Manajer SDM dan profesional dapat memberikan pengaruh ke atas pada manajemen puncak
melalui sintesis informasi dan pengetahuan tentang seberapa produktif karyawan mereka.
Sistem SDM organisasi dapat dilihat sebagai gudang pengetahuan tentang pengetahuan,
keterampilan, kemampuan, hubungan, dan nilai yang berhubungan dengan pekerjaan dari
karyawannya. Pengetahuan yang oleh para ekonom tenaga kerja disebut sebagai modal
organisasi khusus untuk teknologi, struktur, dan proses organisasi, secara sosial dihasilkan
melalui interaksi di antara profesional sumber daya manusia dan manajer lini, dan tertanam
dalam sejarah unik perusahaan. Sejauh pengetahuan tersebut dapat memungkinkan anggota
perusahaan untuk menarik, mengembangkan, dan mempertahankan karyawan dengan
kompetensi yang melampaui pesaing, hal itu dapat berkontribusi pada keunggulan kompetitif
yang berkelanjutan.

Pembahasan

Rantai pasokan / Supply Chain (SC) adalah jaringan organisasi yang terlibat, melalui
hubungan hulu dan hilir, dalam berbagai proses dan aktivitas yang menghasilkan nilai dalam
bentuk produk dan layanan di tangan pelanggan akhir (Christopher, 1998). Rantai pasokan
didefinisikan sebagai “jaringan fasilitas dan aktivitas yang menjalankan fungsi
pengembangan produk, pengadaan bahan dari pemasok, pergerakan bahan antar fasilitas,
pembuatan produk, distribusi barang jadi ke pelanggan, dan layanan purna jual. dukungan
pasar untuk keberlanjutan” (Mabert & Venkataramanan, 1998). Pengelolaan fungsi- fungsi
ini dapat dilakukan dalam batas-batas organisasi tunggal sementara yang lain melintasi batas-
batas organisasi tradisional ini (Mentzer et al., 2001).

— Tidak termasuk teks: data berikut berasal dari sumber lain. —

PR #136, opened 2018-11-05
Update NPM dependencies

fishcharlie:
This PR fixes an issue where the path in the test for `CronParser.parseFile` would fail due to the path not being absolute.

It also updates the NPM packages, so that `npm audit` is successful instead of the 3 failures in the current version.

### DIFF
--- a/.travis.yml
+++ b/.travis.yml
@@ -1,8 +1,6 @@
 language: node_js
-node_js: 
+node_js:
   - "4"
   - "5"
   - "6"
   - "8"
-  - "0.12"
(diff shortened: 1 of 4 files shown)


fishcharlie:
Looks like this would require dropping support for older versions of Node.js.

harrisiirak:
@fishcharlie go ahead and remove 0.10 and 0.12 from supported versions: these are pretty outdated by now.

fishcharlie:
@harrisiirak Done 😃

Issue #137, opened 2018-11-09
Unexpected change in behaviour since last release (2.7.0)


mtharrison:
My schedules have started producing incorrect times since the latest 2.7.0 release.

Here's a example:

```js
const CronParser = require('cron-parser');

Date.now = () => new Date('10/28/2018').getTime();

const schedule = CronParser.parseExpression('0 12 * * 3', { tz: 'America/New_York' });
const next = schedule.next();

console.log(next.toDate());

// Result with 2.7.0: 2018-11-07T17:00:00.000Z
// Result with 2.6.0: 2018-10-31T16:00:00.000Z
```

I've traced the change in behaviour to this commit: https://github.com/harrisiirak/cron-parser/commit/e0f0b0521b3c1157575caaed96169db1310d8afa

I think the removed `startOf('day')` was required?

mtharrison:
Thanks for the quick response. No need to be sorry, I'm going to pin to 2.6.0 for now as that's working great for me 😄 

Good luck!

Issue #131, opened 2018-09-04
Func .prev() does not return


marcoprado17:
Hi Guys

I am using the package and it help me a lot but I found a problem:

In the script bellow, the function .prev does not return

```
const cronParser = require('cron-parser');

let interval = cronParser.parseExpression("0 9 1 1 *", {tz: "America/Sao_Paulo"});

console.log(interval.next());
console.log(interval.prev());
```

node version: v8.11.3
cron-parser version: 2.5.0

Thanks

jsemander:
Something about the timezone puts it into an infinite loop.

When changing to another time zone, it seems to work fine.

```
const parser = require('./lib/parser');
const interval = parser.parseExpression('0 9 1 1 *', {
    tz: 'America/New_York',
});
console.log(interval.next());
console.log(interval.prev());
```

I can check this out.

mehuldudi:
I'm also facing a similar issue. Did you find anything?

marcoprado17:
@mehuldudi 

I solve the deadlock problem creating one instance of interval to get the next cron date and another instance to get the prev cron date:

`
const cronParser = require('cron-parser');

let nextInterval = cronParser.parseExpression("0 9 1 1 *", {tz: "America/Sao_Paulo"}).next();
let prevInterval = cronParser.parseExpression("0 9 1 1 *", {tz: "America/Sao_Paulo"}).prev();

console.log(nextInterval);
console.log(prevInterval);
`

yoavapi:
thanks @marcoprado17  you solved my issue.

harrisiirak:
Released fix in 2.7.0

PR #138, opened 2018-11-09
core: fix tight loop when crossing DST boundary

santigimeno:
If while adding or substracting dates while looking for the correct
date it's possible to jump into a non-existent date due to DST changes.
Avoid it by adding / substracting an hour.
    
Fixes: https://github.com/harrisiirak/cron-parser/issues/131
Fixes: https://github.com/harrisiirak/cron-parser/issues/137

### DIFF
--- a/lib/date.js
+++ b/lib/date.js
@@ -11,7 +11,7 @@ CronDate.prototype.addMonth = function() {
 };
 
 CronDate.prototype.addDay = function() {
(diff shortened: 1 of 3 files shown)


harrisiirak:
@santigimeno I was about to look into this issue... thanks for so quick fix! I'm going to push out `2.7.1` with this quick fix.

rankida:
test this please

Issue #139, opened 2018-11-15
Error next time


zhangxiang958:
i find '* 0 0 1,2 * * *' this expression when i want to get NextTime, it will return 2018-12-02 00:00:00, is that is bug? how to fix ?

santigimeno:
@zhangxiang958 can you post a sample code that demonstrates the issue?

zhangxiang958:
@santigimeno 
```
const cronParser = require('cron-parser');

let interval = cronParser.parseExpression('* 0 0 1,2 * * *');
let next = interval.next().toString();
console.log(next);
```
i expect next is 2018-12-05 00:00:00 but actually got 2018-12-06 00:00:00

santigimeno:
I'm not sure I understand, but that expression is incorrect as it has 7 fields instead of 5 or 6. Anyway, what do you exactly want to accomplish with that cron expression?

zhangxiang958:
@santigimeno same result with * 0 0 1,2 * *

santigimeno:
I've modified your code to print the next 10 dates and it looks it's working correctly:

```
Sun Dec 02 2018 00:00:00 GMT+0100
Sun Dec 02 2018 00:00:01 GMT+0100
Sun Dec 02 2018 00:00:02 GMT+0100
Sun Dec 02 2018 00:00:03 GMT+0100
Sun Dec 02 2018 00:00:04 GMT+0100
Sun Dec 02 2018 00:00:05 GMT+0100
Sun Dec 02 2018 00:00:06 GMT+0100
Sun Dec 02 2018 00:00:07 GMT+0100
Sun Dec 02 2018 00:00:08 GMT+0100
Sun Dec 02 2018 00:00:09 GMT+0100
```

zhangxiang958:
@santigimeno no, i expect:
```
Sun Dec 01 2018 00:00:00 GMT+0100
Sun Dec 01 2018 00:00:01 GMT+0100
Sun Dec 01 2018 00:00:02 GMT+0100
Sun Dec 01 2018 00:00:03 GMT+0100
Sun Dec 01 2018 00:00:04 GMT+0100
Sun Dec 01 2018 00:00:05 GMT+0100
Sun Dec 01 2018 00:00:06 GMT+0100
Sun Dec 01 2018 00:00:07 GMT+0100
Sun Dec 01 2018 00:00:08 GMT+0100
Sun Dec 01 2018 00:00:09 GMT+0100
```
[...]

PR #140, opened 2018-11-15
src: fix PR #138 regression

santigimeno:
Fixes: https://github.com/harrisiirak/cron-parser/issues/139

### DIFF
--- a/lib/expression.js
+++ b/lib/expression.js
@@ -325,36 +325,41 @@ CronExpression._parseField = function _parseField (field, value, constraints) {
 };
 
 CronExpression.prototype._applyTimezoneShift = function(currentDate, dateMathVerb, method) {
-  var previousHour = currentDate.getHours();
-  currentDate[dateMathVerb + method]();
-  var currentHour = currentDate.getHours();
-  var diff = currentHour - previousHour;
-  if (diff === 2) {
-    // Starting DST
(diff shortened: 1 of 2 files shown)


zhangxiang958:
@harrisiirak @santigimeno what time this pr will be merged ? i want a newer package

harrisiirak:
@santigimeno thanks for the fix and PR!
@zhangxiang958 soon! I'll give a quick review to this and merge/release if there aren't any further issues.

zhangxiang958:
@harrisiirak two day passed! this pr cannot be merged ? this package lead a bug in my application on production, what accurate time will the package updated???

harrisiirak:
@zhangxiang958 

> two day passed! this pr cannot be merged ?
> this package lead a bug in my application on production

This remark is rather, how to say... disrespectful - time is really scarce resource, for everyone! We all have our obligations and daily chores to attend to. I'm giving my best effort while handling such issues and trying to find solutions as soon as possible.

I'm really sorry that issue happened. You could always revert to the latest known version that worked, while this was being fixed/reviewed. 

@santigimeno thanks for your fix and hard work! This seems to be fixing the issue we're experiencing here. However I updated your original test case to use the pattern that was causing the issue.

zhangxiang958:
@harrisiirak sorry about that comment. i should be more patient, thank you for your work, this package really helpful.

PR #141, opened 2018-11-21
Added .idea to .gitignore

yarikos:
Found dir `.idea` in npm package `cron-parser` `v2.2.1`.
The fix will prevent such a situation in the future.

### DIFF
--- a/.gitignore
+++ b/.gitignore
@@ -13,3 +13,5 @@ logs
 results
 
 npm-debug.log
+
+.idea


harrisiirak:
@yarikos thanks! I actually included (last minor release) this part in `.npmignore`, so it's not published as part of npm package anymore. Adding this to `.gitignore` wouldn't hurt also.

Justkant:
Hi @harrisiirak ,
Maybe you shouldn't use the npmignore, as stated in [this blogpost](https://medium.com/@jdxcode/for-the-love-of-god-dont-use-npmignore-f93c08909d8d), adding an npmignore file will tell npm to avoid looking at the gitignore file.

You should use the files key in package.json with your gitignore.

PR #2, opened 2022-03-25
[WOR-91] Azure managed apps listing endpoint

aherbst-broad:
## Context
[Relevant ticket](https://broadworkbench.atlassian.net/browse/WOR-91)
We need to be able to return the set of azure managed apps a user has access to so they can choose one for creating a billing profile.

## This PR
* Creates a new endpoint at `/api/azure/v1/managedApps` that, when given a subscription ID, will reach out to Azure and pull in the managed applications a user has access to
* Introduces the notion of a "well known" azure marketplace offer to the BPM config. These offers will be loaded at runtime and will be the only ones against which a billing profile may be provisioned

### DIFF
--- a/service/build.gradle
+++ b/service/build.gradle
@@ -22,7 +22,9 @@ dependencies {
 	implementation platform('com.google.cloud:libraries-bom:20.9.0')
 
 	// Cloud Resource Library
-	implementation  group: "com.azure.resourcemanager", name: "azure-resourcemanager-managedapplications", version: "1.0.0-beta.1"
+	implementation group: "com.azure.resourcemanager", name: "azure-resourcemanager-managedapplications", version: "1.0.0-beta.1"
+	implementation group: "com.azure.resourcemanager", name: "azure-resourcemanager-subscription", version: "1.0.0-beta.1"
+
 
 	// TODO: remove SNAPSHOT once https://github.com/DataBiosphere/terra-cloud-resource-lib/pull/109 is merged
 	implementation platform('bio.terra.cloud-resource-lib:platform:0.8.2-SNAPSHOT')
--- a/service/build.gradle
+++ b/service/build.gradle
@@ -22,6 +22,8 @@ dependencies {
 	implementation platform('com.google.cloud:libraries-bom:20.9.0')
 
 	// Cloud Resource Library
+	implementation  group: "com.azure.resourcemanager", name: "azure-resourcemanager-managedapplications", version: "1.0.0-beta.1"
+
 	// TODO: remove SNAPSHOT once https://github.com/DataBiosphere/terra-cloud-resource-lib/pull/109 is merged
 	implementation platform('bio.terra.cloud-resource-lib:platform:0.8.2-SNAPSHOT')
 	implementation group: 'bio.terra.cloud-resource-lib', name: 'google-billing'
--- a/service/build.gradle
+++ b/service/build.gradle
@@ -9,17 +9,9 @@ plugins {
 apply from: 'generators.gradle'
 apply from: 'publishing.gradle'
 
-repositories {
-	mavenCentral()
-	google()
-	maven {
-		url 'https://broadinstitute.jfrog.io/broadinstitute/libs-snapshot-local/'
-	}
-}
-
 dependencies {
-	implementation  group: "com.azure.resourcemanager", name: "azure-resourcemanager-managedapplications", version: "1.0.0-beta.1"
-	implementation 'bio.terra:terra-common-lib'
+	implementation 'bio.terra:terra-common-lib:0.0.53-SNAPSHOT'
+
 	implementation 'org.apache.commons:commons-dbcp2'
 	implementation 'org.springframework.boot:spring-boot-starter-data-jdbc'
 	implementation 'org.springframework.boot:spring-boot-starter-web'
--- a/service/build.gradle
+++ b/service/build.gradle
@@ -9,7 +9,16 @@ plugins {
 apply from: 'generators.gradle'
 apply from: 'publishing.gradle'
 
+repositories {
+	mavenCentral()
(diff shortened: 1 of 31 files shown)


service/build.gradle
```diff
@@ -9,7 +9,16 @@ plugins {
 apply from: 'generators.gradle'
 apply from: 'publishing.gradle'
 
+repositories {
```
rtitle, line 12: Could we add the repo here instead if it's not currently included? https://github.com/DataBiosphere/terra-billing-profile-manager/blob/main/buildSrc/src/main/groovy/bio.terra.profile.java-common-conventions.gradle#L25

service/build.gradle
```diff
@@ -9,7 +9,16 @@ plugins {
...
+	mavenCentral()
+	google()
+	maven {
+		url 'https://broadinstitute.jfrog.io/broadinstitute/libs-snapshot-local/'
+	}
+}
+
 dependencies {
+	implementation  group: "com.azure.resourcemanager", name: "azure-resourcemanager-managedapplications", version: "1.0.0-beta.1"
```
rtitle, line 21: Normally we pull in cloud libraries through CRL. We still use the cloud libraries directly, but CRL is able to inject cleanup/logging for resource creations, etc.

BPM is not creating any cloud resources though, so I feel less strongly that it must go through CRL… so this seems ok I think.

service/src/main/resources/api/service_openapi.yaml
```diff
@@ -277,6 +302,22 @@ components:
...
 
+    AzureManagedAppsResponseModel:
+      type: object
+      properties:
+        managedApps:
+          type: array
+          items:
+            $ref: '#/components/schemas/AzureManagedAppModel'
+
+    AzureManagedAppModel:
```
rtitle, line 313: Wondering if (tenant, subscription, name) should be in the response, since presumably the caller will use this info to create a billing profile?

service/src/main/java/bio/terra/profile/service/azure/AzureService.java
```diff
@@ -0,0 +1,58 @@
...
+   * @param userRequest Authorized user request
+   * @return List of Terra Azure managed applications the user has access to
+   */
+  public List<AzureManagedAppModel> getManagedAppDeployments(
+      UUID subscriptionId, AuthenticatedUserRequest userRequest) {
+    var appMgr = this.crlService.getApplicationManager(subscriptionId);
+    return appMgr.applications().list().stream()
+        .filter(app -> isAuthedTerraManagedApp(userRequest, app))
+        .map(app -> new AzureManagedAppModel().name(app.name()))
+        .toList();
```
rtitle, line 41: I read in JDK17 you didn't need `.collect(Collectors.toList())` to convert a Stream to a List but it didn't work in my IDE ;-)

rtitle:
Few comments/questions above, overall looks good though. 👍

service/src/main/java/bio/terra/profile/service/azure/AzureService.java
pshapiro4broad: The form here (`.toList()`) is the new one. If it doesn't work in the IDE maybe you have a project setting that isn't enabling JDK 17 features?

service/src/test/java/bio/terra/profile/service/azure/AzureServiceUnitTest.java
```diff
@@ -0,0 +1,80 @@
...
+    var user =
+        AuthenticatedUserRequest.builder()
+            .setSubjectId("12345")
+            .setEmail(authedUserEmail)
+            .setToken("token")
+            .build();
+    var offerName = "known_terra_offer";
+
+    var authedTerraApp = mock(Application.class);
+    when(authedTerraApp.plan()).thenReturn(new Plan().withProduct(offerName));
```
aherbst-broad, line 35: I am not thrilled with the amount of mocking I'm doing here. The alternative is to introduce an adapter class that consumes a com.azure.Application and produces a more testable type. I think this should be ok for now though.

service/src/test/java/bio/terra/profile/service/azure/AzureServiceUnitTest.java
```diff
@@ -0,0 +1,80 @@
...
+
+    var result = azureService.getManagedAppDeployments(subId, user);
+
+    var expected =
+        List.of(
+            new AzureManagedAppModel()
+                .tenantId(tenantId)
+                .managedResourceGroupId("mrg_fake1")
+                .subscriptionId(subId));
+    assertEquals(result, expected);
```
pshapiro4broad, line 78: This assert is backwards; in JUnit assert the `expected` value comes first.
```suggestion
    assertEquals(expected , result);
```

cahrens (approved):
I've read through all the code and it mostly makes sense to me. I just find it a bit difficult to keep in my head how all the different service/controller classes relate to each other. If you have a diagram, please point me to it.

marctalbott (approved):

service/src/main/java/bio/terra/profile/app/StartupInitializer.java
```diff
@@ -14,6 +15,8 @@ public static void initialize(ApplicationContext applicationContext) {
     JobService jobService = applicationContext.getBean(JobService.class);
     ProfileDatabaseConfiguration profileDatabaseConfiguration =
         applicationContext.getBean(ProfileDatabaseConfiguration.class);
+    AzureConfiguration azureConfiguration = applicationContext.getBean(AzureConfiguration.class);
+    azureConfiguration.logOffers();
```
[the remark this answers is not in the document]
aherbst-broad: This is not for testing, I find it helpful to have these log out at startup. We can remove downstream if it's too verbose.

PR #3, opened 2022-03-31
Plug spring vulnerability

rtitle:
See see https://spring.io/blog/2022/03/31/spring-framework-rce-early-announcement

Also added dependency locking, since that wasn't present in this repo previously.


rtitle:
Build is complaining about missing repository, will look more later… this isn't urgent because this service is not in prod yet.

Manajemen rantai pasokan / Supply Chain Management (SCM) adalah fungsi terintegrasi
dengan tanggung jawab penuh dalam menghubungkan fungsi dan proses bisnis, dengan dan
melalui perusahaan, mengelola dinamika arus keuangan, material, dan informasi, di antara
berbagai tahap rantai pasokan. SCM merupakan salah satu strategi bisnis yang semakin
banyak digunakan dalam dunia bisnis saat ini dan telah menjadi fokus perhatian akademis
serta perusahaan dalam beberapa tahun terakhir (Ballou, Gilbert & Mukherjee, 2000). Karena
konsep SCM masih dalam pengembangan, beberapa kerangka teori dan metodologi
penelitian perlu dikembangkan (Tage, 1999). Namun, banyak artikel telah diterbitkan dalam
berbagai disiplin ilmu untuk mencoba mendefinisikan SCM dan mendiskusikan arah masa
depan dan metodologi penelitian empiris yang sesuai (Lambert & Cooper, 2000; Larson &
Rogers, 1998; Tage, 1999). ). Praktik manajemen rantai pasokan sebagai konstruksi multi-
dimensi yang mencakup sisi hulu dan hilir rantai pasokan (Li et al, 2006). Praktek-praktek
seperti outsourcing, kemitraan pemasok, berbagi informasi, waktu siklus, kompresi dan aliran
proses berkelanjutan, adalah bagian dari SCM (Donlon, 1996). SCM melibatkan pendekatan
terintegrasi dan berorientasi proses untuk manajemen, desain, dan kontrol rantai pasokan,
dengan tujuan menghasilkan nilai bagi konsumen akhir, baik dengan layanan pelanggan dan
mengurangi biaya.

Pengukuran Kinerja / Performance Measurement (PM) adalah proses mengukur efektivitas


dan efisiensi tindakan. Kinerja Rantai Pasokan / Supply Chain Performance (SCP) mengacu
pada keseluruhan aktivitas rantai pasokan dalam memenuhi persyaratan pelanggan akhir,
yang meliputi ketersediaan produk, pengiriman tepat waktu, dan semua inventaris dan
kapasitas yang diperlukan dalam rantai pasokan untuk memberikan kinerja itu secara
responsif. tata krama. SCP melintasi batas-batas perusahaan karena mencakup bahan baku
dasar, komponen, sub-rakitan dan produk jadi, dan distribusinya melalui berbagai saluran ke
pelanggan akhir. Ini juga melintasi batas-batas organisasi fungsional tradisional seperti
pengadaan, manufaktur, distribusi, pemasaran, penjualan, dan penelitian & pengembangan.
Ada banyak upaya untuk mengukur kinerja di tingkat organisasi, tetapi sangat sedikit upaya
yang dilakukan untuk mengukur kinerja di tingkat antar organisasi (Saad dan Patel, 2006).